On a recent Friday afternoon, a brown UPS truck rolled up to my door with a delivery. While this in itself is not an unusual event at my house, things began to get a bit surreal when the driver asked where the loading dock was located. Soon thereafter, I walked out to the truck to find a pallet containing four boxes of the Pass Labs Xs 150 amplification system with a combined weight of 600 lbs. The truck, fortunately, had a hydraulic lift gate and was equipped with a pallet jack so the driver and I were able to get the pallet into my garage; however, it required a visit by my son, an ex-marine, to get the amps unpacked and installed in my system. At that point, I began to realize that I was perhaps dealing with something that was likely to challenge many of my preconceptions about the differences between directly-heated triode tubes and transistors. As you may have gathered from some of my past reviews, I have a strong prejudice toward low powered, DHT tube amplifiers designed around very simple circuits executed with the best parts available, but I am getting ahead of myself so will start with a short description of the design of the Pass Labs Xs 150 amps.
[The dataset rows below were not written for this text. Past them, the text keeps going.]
PR #2262, opened 2023-03-03
Update to Chromium 111.0.5563.64/65

Ahrotahn:
This PR updates to Chromium 111.0.5563.64.

Notes:
* The Debian parallel job patch is no longer needed after similar changes in [[4137674]](https://chromium-review.googlesource.com/c/chromium/src/+/4137674)

* A new exclusion in update_lists.py for [[4093175]](https://chromium-review.googlesource.com/c/chromium/src/+/4093175)

* Some base headers have been moved to base/functional in [[4152595]](https://chromium-review.googlesource.com/c/chromium/src/+/4152595) causing a lot of changes to header order

* A new addition to the safebrowsing patch for [[4162451]](https://chromium-review.googlesource.com/c/chromium/src/+/4162451). There's a commit in line that changes this, so hopefully it's a short-term addition. 

* The tarball bot changes have been reverted in [[4304241]](https://chromium-review.googlesource.com/c/chromium/tools/build/+/4304241)!

<br>

[Change log](https://chromium.googlesource.com/chromium/src/+log/110.0.5481.177..111.0.5563.64?pretty=fuller&n=10000)
[Blog post](https://chromereleases.googleblog.com/2023/03/stable-channel-update-for-desktop.html)


patches/extra/ungoogled-chromium/add-flag-to-hide-side-panel-button.patch
```diff
@@ -1,16 +1,6 @@
---- a/chrome/browser/ui/views/frame/browser_view.cc
-+++ b/chrome/browser/ui/views/frame/browser_view.cc
-@@ -955,6 +955,7 @@ BrowserView::BrowserView(std::unique_ptr
-         AddChildView(std::make_unique<ContentsSeparator>());
-     side_panel_coordinator_ = std::make_unique<SidePanelCoordinator>(this);
-   } else {
-+   if (!base::CommandLine::ForCurrentProcess()->HasSwitch("hide-sidepanel-button"))
```
PF4Public, line 7: Is this hunk no longer needed?

networkException:
Builds fine (.64), I'm crashing reproducibly when opening `chrome://settings` though

PF4Public:
Can confirm the crash at settings. Menu → about Chromium. Does not crash. Clicking the link "Google and I" immediately crashes the browser.

patches/extra/ungoogled-chromium/add-flag-to-hide-side-panel-button.patch
PF4Public: I stand corrected. The hunk I was suspecting is in fact untouched: https://github.com/ungoogled-software/ungoogled-chromium/commit/515cd084ce0889c4b84002eb9c6d1eb7c8fa77d2

@gz83 Could you elaborate on what could be broken?

Ahrotahn:
That was caused by a change in [[4128118]](https://chromium-review.googlesource.com/c/chromium/src/+/4128118), which was tough to figure out since it lazy-loaded the problem script.  

@networkException Do you prefer to have just the two version commits when tagging?  I can rebase the new change into the first one if so.

patches/extra/ungoogled-chromium/add-flag-to-hide-side-panel-button.patch
Ahrotahn: That change was for the previous iteration of the sidepanel.  Now that they've transitioned to the unified sidepanel only the change @PF4Public linked is needed, which is why the previous code was removed.

networkException:
Yes please include this in the .64 commit or in a separate commit before that

networkException (approved):

PR #1793, opened 2024-02-22
feat: `showCurrentChain` prop for `<ConnectButton />`

### LINKED ISSUE #1418: [bug] Chains not shown for Connect Button if only one chain

### RainbowKit Version

0.12.8

### wagmi Version

0.12.8

### Current Behavior

The chain button that toggles switch chains dropdown would not show if there is only one chain available.

https://github.com/rainbow-me/rainbowkit/blob/main/packages/rainbowkit/src/components/ConnectButton/ConnectButton.tsx#L71C15-L71C15

### Expected Behavior

It should be a configurable option to hide the button if there is only one chain available.

Otherwise we'd need to always rely on custom connect button to show the current chain.

### Steps To Reproduce

_No response_

_No response_

### Anything else?

_No response_

0xmkh:
## Changes
- Added `showCurrentChain` prop to always show the current chain without having to open the chain modal

## What to test
1. Pass in `showCurrentChain` prop to `<ConnectButton />` by using responsive values like `largeScreen`, `smallScreen` and even just a plain boolean. Make sure it works as expected in the example app


packages/example/pages/index.tsx
```diff
@@ -436,6 +443,35 @@ const Example = ({ authEnabled }: AppContextProps) => {
...
+                <tr>
+                  <td>
+                    <label htmlFor="showBalance">showCurrentChain</label>
+                  </td>
+                  <td>
+                    <input
+                      checked={showCurrentChainLargeScreen}
+                      id="showCurrentChain"
+                      onChange={(event) => {
+                        setShowCurrentChainLargeScreen(
```
0xartcro, line 455: Looks like it's hooked the other way around. The first one should be for small screen?

KosmosKey: Good catch 👍. Thanks 🙏

DanielSinclair:
I'm not quite sold on this one. When experimenting, if `showCurrentChain` is active when multiple chains are available, you lose the ability to switch chains. This prop also clashes with `chainStatus` and it isn't immediately clear to someone reading the types or docs why they're different.

My alternative proposal:
- Change the behavior so that the chain button (without hover, click reaction or drop-down) is visible after connection even when just 1 chain is available
- Users can override this new default with `none` on `chainStatus` reactive values (though I don't think many would)
- I thought about maybe adding a `chainVisibility` prop and type to replace the `none` in `chainStatus`, and to support the usecase with the chain indicator appears even before the user connects, but that still feels like an unusual edge case for most devs

magiziz:
Closing this PR in favor of https://github.com/rainbow-me/rainbowkit/pull/1806

PR #1798, opened 2024-02-22
chore: use .ts instead of .tsx for useChainId hook

Imti:
Very small change, noticed when going through the code and thought I'd change it after I kept seeing it


KosmosKey:
@Imti Thanks!

DanielSinclair (approved):

PR #1800, opened 2024-02-24
fix: use relative links

enjoyooor:
Using relative links as per [this wiki](https://docs.github.com/en/get-started/writing-on-github/getting-started-with-writing-and-formatting-on-github/basic-writing-and-formatting-syntax#relative-links)

I believe it's cleaner just in case there's a change to the org/repo name, etc.


DanielSinclair (approved):

DanielSinclair:
Thanks!

PR #1803, opened 2024-02-26
chore: adjust example webpack configs

DanielSinclair:
- Deprecated node module fallbacks that were required by walletconnect v1 libraries
- Updated installation docs


0xmkh (approved):
Clean 👏

PR #1805, opened 2024-02-26
chore: upgrade remix example to v2

DanielSinclair:
- upgrade remix to v2
- migrated remix config
- updated remix installation docs
- bump node engines in examples to v18


0xmkh (approved):
Looks good

PR #1814, opened 2024-02-29
fix: enable ens fetching only if `mainnet` is configured

### LINKED ISSUE #1813: [bug] `useMainnetEnsName` no longer checks if `mainnet` is enabled

### RainbowKit Version

2.0.1

### wagmi Version

2.5.7

### Current Behavior

Getting hard throws when `mainnet` is not part of the configured chains when trying to load Account Modal.

### Expected Behavior

Should not throw if `mainnet` is not configured.

### Steps To Reproduce

- Start a project with latest RainbowKit
- Configure chains as `[base, zora]` and omit `[mainnet]`
- Connect a wallet

_No response_

### Anything else?

Looking at what might have changed recently on the package —

`useMainnetEnsName` is no longer checking whether or not `mainnet` is enabled as a configured chain. This specific check was introduced at https://github.com/rainbow-me/rainbowkit/commit/fd08aa1f9929269c04aad7636bf9c2417d7dfe78 to resolve issues when Ens name was being fetched for `AccountModal` even when `mainnet` is not configured. This was reverted with https://github.com/rainbow-me/rainbowkit/commit/aa0269e49655da2638fda0c6853a746d55020878. Resulting in hard crashes.

```
ChainNotConfiguredError: Chain not configured.
```

Not sure if this was done since Wagmi should be handling this case, or if there is additional config needed on our end to bypass, or it is expected to work as is and its a client implementation error.

0xmkh:
## Changes
- If `mainnet` is not configured and cache is cleared you might get thrown with `ChainNotConfiguredError`

### DIFF
--- a/.changeset/popular-ducks-travel.md
+++ b/.changeset/popular-ducks-travel.md
@@ -1,0 +1,5 @@
+---
+"@rainbow-me/rainbowkit": patch
+---
+
+Fixed a bug where wagmi would throw `ChainNotConfiguredError` if `mainnet` is not configured as a chain. This is happening when fetching ens name and ens avatar.
--- a/packages/rainbowkit/src/hooks/useIsMainnetConfigured.ts
+++ b/packages/rainbowkit/src/hooks/useIsMainnetConfigured.ts
@@ -1,0 +1,14 @@
+import { mainnet } from 'wagmi/chains';
+import { useRainbowKitChains } from '../components/RainbowKitProvider/RainbowKitChainContext';
+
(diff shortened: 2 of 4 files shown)


DanielSinclair (approved):
Looks good. Surprised Wagmi/Viem doesn't support cross-chain resolution yet. Can't find any reference in their docs. Would be nice if we could make that possible; otherwise may need to start using an off-chain resolver service so that ENS resolutions works as you'd expect everywhere.

DanielSinclair (approved):

PR #1822, opened 2024-03-04
feat: export useAuthenticationStatus

tinystone007:
I need to export useAuthenticationStatus so I can get the uthenticationStatus from anywhere


DanielSinclair:
@tinystone007 Typically you would want to rely on the upstream authentication library for this behavior, as the `useAuthenticationStatus` internal to RainbowKit is used for specific UI logic. Does the snippet below for `next-auth` solve your needs?

```tsx
import { useSession } from "next-auth/react"

export default function Component() {
  const { data: session, status } = useSession()

  if (status === "authenticated") {
    return <p>Signed in</p>
  }
}
```

PR #1850, opened 2024-03-12
chore: Transports guide - installation page (docs)

### LINKED ISSUE #1849: [docs] [offer] Add transfer rpc instructions as they are missing since providers were deprecated in viem/wagmi

### RainbowKit Version

x.x.x

### wagmi Version

2.x

### Current Behavior

**This is an offer to write up docs, please indicate if a PR is appreciated or not.**.

The docs lack information on how to add your RPC. Finding out how to add alchemy/infura/other rpcs requires diving into the viem docs, which are far less developer friendly than rainbowkit attempts to be.

### Expected Behavior

Basic docs on wagmi/viem compatible transports config. The quickstart should include info on adding RPCs as this is not a luxury step but a best practice for production apps.

0xmkh:
## Changes
- Updated docs to showcase how to use `transports` with `getDefaultConfig`

### DIFF
--- a/.changeset/new-badgers-jog.md
+++ b/.changeset/new-badgers-jog.md
@@ -1,0 +1,5 @@
+---
+"site": patch
+---
+
+Added a section for how to add custom RPC in chains page.
--- a/.changeset/new-badgers-jog.md
+++ b/.changeset/new-badgers-jog.md
@@ -2,4 +2,4 @@
 "site": patch
 ---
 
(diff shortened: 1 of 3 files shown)


DanielSinclair:
@magiziz I think we'd want to move this to `Installation` instead, maybe with a section under "Additional build tooling setup" like `Preparing to deploy`. I'd also use Wagmi's `Transports` language to be more clear, because Custom RPC typically refers to adding a network on the wallet. I think we would want to explain why devs should use a production node like Alchemy or Quicknode there.

DanielSinclair (approved):

PR #1866, opened 2024-03-16
fix: `normalize` throws an error for disallowed characters

### LINKED ISSUE #1865: [bug] invalid ENS name crashes application

### RainbowKit Version

2.0.1

### wagmi Version

2.5.7

### Current Behavior

connecting to an app with an invalid ENS name will crash an entire app

### Expected Behavior

connecting should just not display the invalid name

### Steps To Reproduce

1. visit any rk app (e.g. rainbowkit.com)
2. connect via an account with an invalid name (`0x2031734704dcc0c56f5588dc737851154b44651b` has one)
3. app will crash entirely

_No response_

### Anything else?

_No response_

0xmkh:
## Changes
- Added a new function called `safeNormalize` with a try/catch block


packages/rainbowkit/src/hooks/useMainnetEnsAvatar.ts
```diff
@@ -6,9 +6,17 @@ import { useIsMainnetConfigured } from './useIsMainnetConfigured';
...
+      return normalize(ensName);
+    } catch {
+      return ensName;
+    }
+  };
+
   const { data: ensAvatar } = useEnsAvatar({
     chainId: mainnet.id,
-    name: name ? normalize(name) : undefined,
+    name: name ? safeNormalize(name) : undefined,
```
DanielSinclair, line 19: I think this would still fail because the raw `ensName` returned wouldn't be normalized and then `useEnsAvatar` would fail in a cascade. I think we should either just get the normalization fixed upstream in viem or skip ENS resolution when `normalize` throws an error.
Screenshot 2024-03-19 at 2 02 55 AM

DanielSinclair (changes requested):

DanielSinclair (approved):
Looks good to me!

PR #1871, opened 2024-03-19
feat: optimistic disconnect

0xmkh:
## Changes
- Added optimistic disconnect behavior by checking `isDisconnecting` in `RainbowKitWagmiStateProvider`. If `isDisconnecting` is `true`, the `useConnectionStatus` hook is set to the `disconnected` state.

https://github.com/rainbow-me/rainbowkit/assets/53529533/38cbff5e-465a-41d2-b924-e613abca32fd


DanielSinclair:
@magiziz For that WalletConnect scenario, I think what might work better is an "optimistic disconnect".  When the user taps disconnect, we put the RainbowKit modal into the disconnected state and then trigger the `useDisconnect` hook internally. This way the user is never blocked; they don't need to return to their wallet to disconnect anyway. We may need a retry to ensure Wagmi's state is in sync if the websocket were to fail

site/data/en-US/docs/custom-connect-button.mdx
```diff
@@ -19,6 +19,7 @@ export const YourApp = () => {
     <ConnectButton.Custom>
       {({
         account,
+        disconnecting,
```
magiziz, line 22: This technically won't be a breaking change. If we were to merge this the only thing that would impact is if `disconnecting` is true, then `openConnectModal` with just return a `noop` function. [Here](https://github.com/rainbow-me/rainbowkit/blob/main/packages/rainbowkit/src/components/ConnectButton/ConnectButtonRenderer.tsx#L154-L156) is an example.

magiziz: For injected wallets it should happen super fast, but for WalletConnect in some scenarios might take time. Of course depending on their socket server.

DanielSinclair:
I started to look into a refactor here:
- I don't think `RainbowKitWagmiStateContext` is necessary as we have the existing `useConnectionStatus` hook
- `useDisconnect` also comes with a `status` prop that we could listen to globally and reflect in `useConnectionStatus`
- Throughout the codebase we use `isConnected` and `isConnecting` from `useAccount`; we would want to consolidate this to only use `useConnectionStatus`
- As long as the disconnect `status` flips to `pending` after a user was in a connected status, then we know they're in the disconnecting state
- We would just want to treat `disconnecting` like existing connection status `disconnected` throughout the uses of that hook.

packages/rainbowkit/src/components/RainbowKitProvider/RainbowKitWagmiStateProvider.tsx
magiziz, line 1: I know this is not ideal especially in the long term, but wagmi's `useDisconnect` hook doesn't provide a global scope state support. It only supports at a component level since they use TanStack react query mutation directly. 

Maybe we can look at having `isDisconnecting` state in `useAccount` hook in the future, but for now this approach works.

As long as we mark `isDisconnecting` to `disconnect` mode in `useConnectionStatus` that'd work for now 🙏

packages/rainbowkit/src/hooks/useConnectionStatus.ts
```diff
@@ -10,8 +11,9 @@ export type ConnectionStatus =
 export function useConnectionStatus(): ConnectionStatus {
   const authenticationStatus = useAuthenticationStatus();
   const { isConnected } = useAccount();
+  const { isDisconnecting } = useRainbowKitWagmiState();
 
-  if (!isConnected) {
+  if (!isConnected || isDisconnecting) {
     return 'disconnected';
   }
```
magiziz, line 19: This is the most important part out of all which makes this work

packages/rainbowkit/src/components/RainbowKitProvider/RainbowKitWagmiStateProvider.tsx
magiziz, line 1: I know this is not ideal especially in the long term, but wagmi's `useDisconnect` hook doesn't provide a global scope state support. It only supports at a component level since they use TanStack react query mutation directly. 

Maybe we can look at having `isDisconnecting` state in `useAccount` hook in the future, but for now this approach works.

As long as we mark `isDisconnecting` to `disconnected` mode in `useConnectionStatus` that'd work for now 🙏

packages/rainbowkit/src/components/RainbowKitProvider/ModalContext.tsx
```diff
@@ -119,13 +122,18 @@ export function ModalProvider({ children }: ModalProviderProps) {
...
           openConnectModal:
-            connectionStatus === 'disconnected' ||
-            connectionStatus === 'unauthenticated'
+            // Prevent opening the connect modal during disconnecting mode. Even though `connectionStatus`
+            // may mark it as 'disconnected', we don't want the user to open the modal as the wagmi state
+            // still considers it 'connected'
+            !isDisconnecting &&
+            (connectionStatus === 'disconnected' ||
+              connectionStatus === 'unauthenticated')
               ? openConnectModal
```
magiziz, line 131: You technically can still open the connect modal if your `connectionStatus` is returning `disconnected`. 

If we allow users to open the connect modal by the time WalletConnect takes time to disconnect, they'll face the issue with shim disconnection which is a known issue in wagmi rn. Ofc only if they start connecting different wallets at once, but we'll make sure to disable it.

PR #1890, opened 2024-03-26
fix: await connectWallet for walletbutton

jguyton:
What changed:
- updated WalletButtonRendererProps `connect` type to be a Promise matching the handler returned
- await  `connectWallet` promise during connect


0xmkh (approved):
🙏

PR #5212, opened 2016-06-21
nethserver.org

galeksandrp:


src/chrome/content/rules/nethserver.org.xml
```diff
@@ -0,0 +1,12 @@
+<!--community. timed out
+wiki. mismatch
+docs. mismatch
+dev. refused
+mirror. mismatch-->
```
J0WI: see also mirror1.

Please document the mismatch on ^

galeksandrp:
Documented.

PR #5214, opened 2016-06-21
ourproject.org

galeksandrp:


J0WI:
Could you also check for subdomains here?

galeksandrp:
Added.

J0WI:
Great, thanks!

PR #5232, opened 2016-06-21
syllable.org

galeksandrp:


jeremyn:
Thanks. I didn't check all the non-English variants but I think all of these except https://forum.development.org have active mixed-content blocking. How do you want to handle that?

galeksandrp:
Ads only. We can prefer security over usability.

jeremyn:
We should definitely not break their ads.

galeksandrp:

jeremyn:
Thanks. Just to confirm, are you okay with squash-and-merge on this and other pull requests?

galeksandrp:
Yes.

jeremyn:
Thanks, merged.

PR #5234, opened 2016-06-21
sysresccd.org

galeksandrp:


jeremyn:
Thanks. https://sysresccd.org/ redirects to https://www.system-rescue-cd.org/ and there's a ruleset for that [here](https://github.com/EFForg/https-everywhere/blob/f163a0e59e3d65b4ef4860a33bf6e00ec6d92cce/src/chrome/content/rules/system-rescue-cd.org.xml). Please:

- [ ] Delete the sysresccd.org ruleset you added here
- [ ] Add targets for `sysresccd.org`, `www.sysresccd.org`, and `beta.sysresccd.org` to system-rescue-cd.org.xml
- [ ] Note `beta.system-rescue-cd.org` as having an invalid certificate in a top comment

galeksandrp:
Moved.

jeremyn:
Thanks. https://beta.sysresccd.org is actually okay and should have a target. If you watch the request in Firefox's [Network Monitor](https://developer.mozilla.org/en-US/docs/Tools/Network_Monitor), you can see that https://beta.sysresccd.org works fine, and it's https://beta.system-rescue-cd.org/ with the bad certificate.

galeksandrp:
https://travis-ci.org/galeksandrp/https-everywhere/jobs/155594580

jeremyn:
Thanks @galeksandrp .

@Hainish Can you take a look at the [Travis failure](https://travis-ci.org/galeksandrp/https-everywhere/jobs/155594580) in the previous comment? The problem is that `fetch-test.sh` fails against

```xml
<target host="beta.sysresccd.org" />
```

but according to my browser, https://beta.sysresccd.org has a valid HTTPS configuration and 301-redirects to https://beta.system-rescue-cd.org/ , which has an invalid HTTPS configuration. So `fetch-test.sh` is incorrectly reporting an invalid HTTPS configuration for `beta.sysresccd.org` when actually it's the redirect target `beta.system-rescue-cd.org` with the problem.

fuglede:
From what I can tell, this is working as intended, as adding the relevant rule would cause breakage (even if the breakage is caused by a misconfiguration) without having a complementary downgrade rule. (The natural follow-up question is if the test is able to figure out what happens if a downgrade rule is present -- it probably won't, but in that case it has already done its job anyway.)

jeremyn:
@fuglede In this case the downgrade rule would be something like

```xml
<rule from="^https://beta\.sysresccd\.org/" to "http://beta.system-rescue-cd.org/" />
```

is that right?

fuglede:
I was actually thinking from https://beta.system-rescue-cd.org/ but both make sense. However, the thing is, if we add that one, we are effectively doing close to nothing in terms of security, but we risk end up in a situation where we make matters even worse if one day the site works properly, so I would opt to not do anything at all here, but just add a remark about the issue in the ruleset.

jeremyn:
@fuglede Thanks. I agree that we shouldn't do anything except note the problem.

@galeksandrp I've updated the to-do list in the earlier comment [here](https://github.com/EFForg/https-everywhere/pull/5234#issuecomment-242859670) based on the recent discussion.

galeksandrp:
Documented.

jeremyn:
Thanks, merged.

PR #5235, opened 2016-06-21
t2-project.org

galeksandrp:


src/chrome/content/rules/t2-project.org.xml
```diff
@@ -0,0 +1,7 @@
+<!--www2. nonexist-->
```
J0WI: Mismatch:
bugs.t2-project.org

Timeout:
torrent.t2-project.org

src/chrome/content/rules/t2-project.org.xml
```diff
@@ -0,0 +1,7 @@
...
+<ruleset name="t2-project.org">
+	<target host="t2-project.org" />
+	<target host="www.t2-project.org" />
+	<target host="dl.t2-project.org" />
```
J0WI: incomplete cert chain

galeksandrp:
Added.

PR #5245, opened 2016-06-21
univention.com

galeksandrp:


jeremyn:
Please rewrite this pull request to instead update [Univention.de.xml](https://github.com/EFForg/https-everywhere/blob/375124aa311c82db8c87c1882c41b082da4b84a4/src/chrome/content/rules/Univention.de.xml).

galeksandrp:
Moved.

jeremyn:
Add targets:
- [ ] https://appcenter.software-univention.de
- [ ] https://docs.software-univention.de
- [ ] https://errata.software-univention.de
- [ ] https://ucc.software-univention.de
- [ ] https://ucc2.software-univention.de
- [ ] https://updates.software-univention.de
- [ ] https://forge.univention.org

Also:
- [ ] Change ruleset name to "Univention"
- [ ] Rewrite http://forge.univention.de to https://forge.univention.org
- [ ] Rewrite http://apt.univention.de to https://updates.software-univention.de
- [ ] Rewrite http://download.univention.de to https://updates.software-univention.de
- [ ] Change `securecookie` `host` to `.+`
- [ ] Delete all comments in the `ruleset` tag
- [ ] Delete [this part of the top comment](https://github.com/galeksandrp/https-everywhere/blob/cc12d9752b4e6803b9ef5aecb2965ca1270be010/src/chrome/content/rules/Univention.de.xml#L15-L20)
- [ ] Reorder targets and problematic subdomains comment by top-level domain (TLD) going left, so for example `.com` should be above `.de`, and `piwik.` should be directly above `www.piwik.`. Then move `^` and `www` to the top of their TLD group.

galeksandrp:
Nice work, @jeremyn!

jeremyn:
Thanks. Good catch on `ucc2`, but I notice now that `ucc` is also different content. I've updated the to-do list.

I see you sorted the targets. You put `software-univention` beneath `univention`, which is technically "wrong" but now I think it's better the way you have. Please be sure to sort the various problematic subdomains though.

galeksandrp:
Sorted.

jeremyn:
Thanks, but both the comment and the targets are still slightly unsorted. In both cases the top-level domains should go `com`, `de`, `org`. Also in the top please move `wiki.univention.de` directly under `sdb.univention.de`.

galeksandrp:
Sorted.

jeremyn:
Thanks! Merged.

PR #5250, opened 2016-06-21
workaround.ch

galeksandrp:


J0WI:
See also:
bitflu.workaround.ch
slackintosh.workaround.ch

src/chrome/content/rules/workaround.ch.xml
```diff
@@ -0,0 +1,8 @@
+<!-- bitflu. ERR_CONNECTION_REFUSED
```
J0WI: please use keyword refused

src/chrome/content/rules/workaround.ch.xml
```diff
@@ -0,0 +1,8 @@
...
+slackintosh. NET::ERR_CERT_AUTHORITY_INVALID -->
```
J0WI: please use keyword self-signed

galeksandrp:
Added.

PR #5452, opened 2016-06-29
interfax.kz

galeksandrp:


src/chrome/content/rules/interfax.kz.xml
```diff
@@ -0,0 +1,7 @@
+<ruleset name="interfax.kz">
+	<target host="interfax.kz" />
+	<target host="www.interfax.kz" />
+	<target host="press.interfax.kz" />
+	<target host="uploads.interfax.kz" />
```
J0WI: religion.interfax.kz
news.interfax.kz

PR #5455, opened 2016-06-29
prichernomorie.com.ua

galeksandrp:


src/chrome/content/rules/prichernomorie.com.ua.xml
```diff
@@ -0,0 +1,6 @@
+<ruleset name="prichernomorie.com.ua">
+	<target host="prichernomorie.com.ua" />
+	<target host="www.prichernomorie.com.ua" />
+	<target host="en.prichernomorie.com.ua" />
```
J0WI: wrong content is served here.

J0WI:
This site has mixed content issues.

galeksandrp:

PR #5463, opened 2016-06-29
sakhalin.info

galeksandrp:


J0WI:
sakh.com seems related, can you check that?

src/chrome/content/rules/sakhalin.info.xml
```diff
@@ -0,0 +1,6 @@
+<!--9may. refused-->
```
J0WI: same on 70let.

galeksandrp:
Added.

J0WI:
Thanks!

PR #5473, opened 2016-06-29
euroradio.fm

galeksandrp:


fuglede:
Lots of (false) mixed content blocking on this one.

galeksandrp:

src/chrome/content/rules/euroradio.fm.xml
```diff
@@ -0,0 +1,16 @@
+<!--
+m.euroradio.fm ¹
```
J0WI: ihwc2015.euroradio.fm

galeksandrp: Added.

PR #5478, opened 2016-06-29
7x7-journal.ru

galeksandrp:


src/chrome/content/rules/7x7-journal.ru.xml
```diff
@@ -0,0 +1,8 @@
+<ruleset name="7x7-journal.ru">
+	<target host="7x7-journal.ru" />
+	<target host="www.7x7-journal.ru" />
+	<target host="static.7x7-journal.ru" />
+	<rule from="^http://www\.7x7-journal\.ru/"
```
J0WI: Please document mismatches on www. and old.

J0WI:
For future comimits: please try to format documented subdomains in a list like [here](https://github.com/EFForg/https-everywhere/blob/master/src/chrome/content/rules/FreeBSD.xml) for better readability.

PR #5479, opened 2016-06-29
autosport.com.ru

galeksandrp:


src/chrome/content/rules/autosport.com.ru.xml
```diff
@@ -0,0 +1,7 @@
+<ruleset name="autosport.com.ru">
+	<target host="autosport.com.ru" />
+	<target host="www.autosport.com.ru" />
+	<rule from="^http://www\.autosport\.com\.ru/"
```
J0WI: Please document the mismatch.

PR #5485, opened 2016-06-29
dp.ru

galeksandrp:


J0WI:
This site has mixed content issues.

J0WI:
@galeksandrp for all the mixed content issues:
The easiest way is to add `platform="mixedcontent"`. A more complex solution is to made specific exclusions and redirect just loaded resources.

galeksandrp:
Partial.

PR #13777, opened 2017-11-27
[ebay.ca] New ruleset

youdly:


src/chrome/content/rules/ebay.ca.xml
```diff
@@ -0,0 +1,345 @@
...
+
+	For other eBay coverage, see ebay.com.xml	
+	
+	
+	Non-functional subdomains:
+	
+		- ebay.ca	(h)
+		- arribada	(t)
+		- buyvrfn	(m)
+		- cafr	(t)
```
J0WI: WFM

youdly:
Added `cafr` subdomain. WFM too.

J0WI:
Looks like we need to redirect them to `www`, just like `^`.

youdly:
Added redirect

PR #13778, opened 2017-11-27
[ebay.com.au] New ruleset

youdly:


src/chrome/content/rules/ebay.com.au.xml
```diff
@@ -0,0 +1,295 @@
+<!--
+
+	For other eBay coverage, see ebay.com.xml	
+	
+	
+	Non-functional subdomains:
+	
+		- ebay.com.au	(h)
```
J0WI: Can be redirected to secure www.

youdly: Added redirect

PR #13791, opened 2017-11-28
Fixed and updated cloudbees.com ruleset.

Jochen-A-Fuerbacher:


src/chrome/content/rules/cloudbees.com.xml
```diff
@@ -1,32 +1,67 @@
-
 <!--
-Disabled by https-everywhere-checker because:
-Fetch error: http://wiki.cloudbees.com/ => https://wiki.cloudbees.com/: (6, 'Could not resolve host: wiki.cloudbees.com')
+	Invalid certificate:
+		info.cloudbees.com
+		join.cloudbees.com
+		resource.cloudbees.com
+
+	Not found:
```
J0WI: There are no DNS records for these hosts, so you can remove them.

Nelson Pass has very strong beliefs with respect to how an amplifier should be designed, chief among these that it is much more important to limit higher order harmonic distortion than it is to seek artificially low overall distortion levels. Harmonic distortion in a Pass amp is predominantly 2nd or 3rd order, not higher. The relative proportions of one to the other will typically influence the final sound of a particular Pass design with pure 2nd, sacrificing some control in exchange for a more triode-like sound. Pass designs tend to rely on massive power supplies and class A operation which generally means that his higher powered amps will be very large and heavy and run very hot.
In this application, each Xs 150 mono amplifier is comprised of two chassis, one containing the power supply which weighs 150 lbs and one containing the audio circuitry which weighs 100 lbs. According to Pass Labs, the utilization of a separate chassis for the power supply lowers electromagnetic noise and allows the space for greatly enhanced storage capacitance and larger, quieter transformers. The power supply employs banks of redundantly paralleled high speed/soft recovery rectifiers as well as highly sophisticated high frequency noise filtering. The amp has both single ended and balanced inputs with the balanced input having an input impedance of 200 Ohms and negligible capacitance. The unique JFET’s and MOSFET’s employed in the input stage are no longer available in the open market. Cabling connecting the power supply and audio circuitry is included with the package and has very sturdy locking connectors. Likewise, the binding posts are well designed and provide a snug fit while preventing over tightening.
The amps are conservatively rated at 150 watts at 8 Ohms and 300 Watts at 4 Ohms. In practice, I was never able to get them to clip or otherwise misbehave. They run in class A, so continuously dissipate 680 watts which makes them uncomfortably hot to the touch. The audio circuitry is designed to be stacked on the power supply. The units are provided with extremely effective feet which do an excellent job of isolation. They are also provided with adequate power cords but benefitted rather significantly from the use of Stage III Minotaur power cords. They also benefitted from an extended break-in prior to any serious listening, namely 150-200 hours with continued but much less significant improvement thereafter. However, even straight from the box, they sounded very good after two or three hours of warm up.